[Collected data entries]
—————

PR #1612, opened 2023-02-20
Added hover styles and applied scss styles

nugardesq:
https://nugardesq.github.io/layout_catalog_hovers/

### DIFF
--- a/src/styles/utils/_variables.scss
+++ b/src/styles/utils/_variables.scss
@@ -1,0 +1,10 @@
+$catalog-max-width: 944px;
+$card-hover-color: #34568b;
+$card-hover-scale: 120%;
+$card-height: 300px;
+$card-width: 200px;
+$header-logo-height: 40px;
+$header-height: 60px;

—————

To do - Give again, exactly, every line from the one holding "Added hover styles and applied scss styles" to the last line of the data.

Response box -
Added hover styles and applied scss styles

nugardesq:
https://nugardesq.github.io/layout_catalog_hovers/

### DIFF
--- a/src/styles/utils/_variables.scss
+++ b/src/styles/utils/_variables.scss
@@ -1,0 +1,10 @@
+$catalog-max-width: 944px;
+$card-hover-color: #34568b;
+$card-hover-scale: 120%;
+$card-height: 300px;
+$card-width: 200px;
+$header-logo-height: 40px;
+$header-height: 60px;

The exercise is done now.